Participants are required to submit synthetic datasets that mirror real data sets while ensuring anonymity and compliance with data protection laws. Entries must be submitted by July 3, 2025, with winners to be announced on July 9, 2025.
Alexandra Ebert, Chief AI and Data Democratization Officer at MOSTLY AI, described the challenge as “a call-to-action for anyone with an interest in data and AI,” stressing the importance of privacy-safe tools for expanding open access to data.
“Open data access is key to unlocking AI’s full potential – but achieving that will require wider adoption of synthetic data tools,” Ebert said. “This challenge is about showcasing the power of privacy-safe data generation and making it accessible to all.”
The competition follows the company’s release of the first open-source toolkit for synthetic data generation. While participants may use the toolkit, its use is not mandatory.
MOSTLY AI’s challenge comes at a time when the demand for training data is surging and privacy regulations are becoming more stringent.
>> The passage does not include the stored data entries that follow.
PR #1672, opened 2024-03-28
Decision consistency

EGiataganas:
### Description of change

Make decision consistent

### DIFF
--- a/spec/system/planning_applications/review/sign_off_spec.rb
+++ b/spec/system/planning_applications/review/sign_off_spec.rb
@@ -262,7 +262,7 @@ RSpec.describe "Reviewing sign-off" do
       click_button "Save"
 
       within(".govuk-form-group--error") do
-        expect(page).to have_content("Please state the reasons why this application is, or is not lawful")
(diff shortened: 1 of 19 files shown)


spec/system/planning_applications/review/sign_off_spec.rb
```diff
@@ -262,7 +262,7 @@
       click_button "Save"
 
       within(".govuk-form-group--error") do
-        expect(page).to have_content("Please state the reasons why this application is, or is not lawful")
+        expect(page).to have_content("Please State the reasons for your recommendation.")
```
pixeltrix, line 265: `state` and not `State`

pixeltrix (approved):
Approving since there's just the typo to fix

benbaumann95 (approved):

spec/system/planning_applications/review/sign_off_spec.rb
EGiataganas: Missed it as this spec never run as is marked as `flaky`

PR #1673, opened 2024-04-02
CRUD for legislation

benbaumann95:
### Description of change

Add CRUD for legislation

- Show associated application types
- Allow deleting legislation when there are no associated application types
- Legislation title is readonly

### Story Link

https://trello.com/c/PCueJNCG/2714-as-a-global-admin-user-i-can-edit-the-legislation-description-and-link-for-an-existing-legislation-title

### Screenshots

Screenshot 2024-04-03 at 09 42 04

Screenshot 2024-04-02 at 13 25 29

### DIFF
--- a/engines/bops_config/config/routes.rb
+++ b/engines/bops_config/config/routes.rb
@@ -23,6 +23,8 @@ BopsConfig::Engine.routes.draw do
     end
   end
 
+  resources :legislation, except: %i[show]
+
   resources :users, except: %i[show destroy] do
     get :resend_invite, on: :member
   end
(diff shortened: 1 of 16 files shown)


engines/bops_config/config/routes.rb
```diff
@@ -23,6 +23,8 @@
     end
   end
 
+  resources :legislation, except: %i[show]
```
EGiataganas, line 26: should this route be plural like that `resources :legislations, except: %i[show]`?

benbaumann95: Decided to use just legislation

https://github.com/unboxed/bops/blob/main/config/initializers/inflections.rb from https://github.com/unboxed/bops/commit/ec075bf350302dd0925bd848bdf62b2cfb6fcc50

EGiataganas (approved):

PR #1675, opened 2024-04-03
Align status header in consultees table

Rhian:
### Description of change

We are using the `StatusTags::BaseComponent` in a table column and the text is aligned right as per the styling of this component. The column header was aligned left, which looked weird, so I've added an inline text-align style. I've also converted the `not_assigned` status to be used with the status tag to ensure consistent styling.

### Story Link

https://trello.com/c/j4KNLzLp/2797-layout-issue-move-table-heading-in-consultees-table

### Screenshots

status


app/views/shared/_consultees_table.html.erb
```diff
@@ -4,7 +4,7 @@
   <tr class="govuk-table__row">
     <th class="govuk-table__header">Reason/constraint</th>
     <th class="govuk-table__header">Consultees</th>
-    <th class="govuk-table__header">Status</th>
+    <th class="govuk-table__header" style="text-align:right">Status</th>
```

Synthetic data, which simulates real datasets without exposing personal information, is increasingly viewed as a viable solution to these challenges.
The Vienna-based firm, which secured $25 million in Series B funding and collaborates with organizations including Citi, Telefónica, and the U.S. Department of Homeland Security, sees synthetic data as a key enabler for secure, scalable data sharing across industries.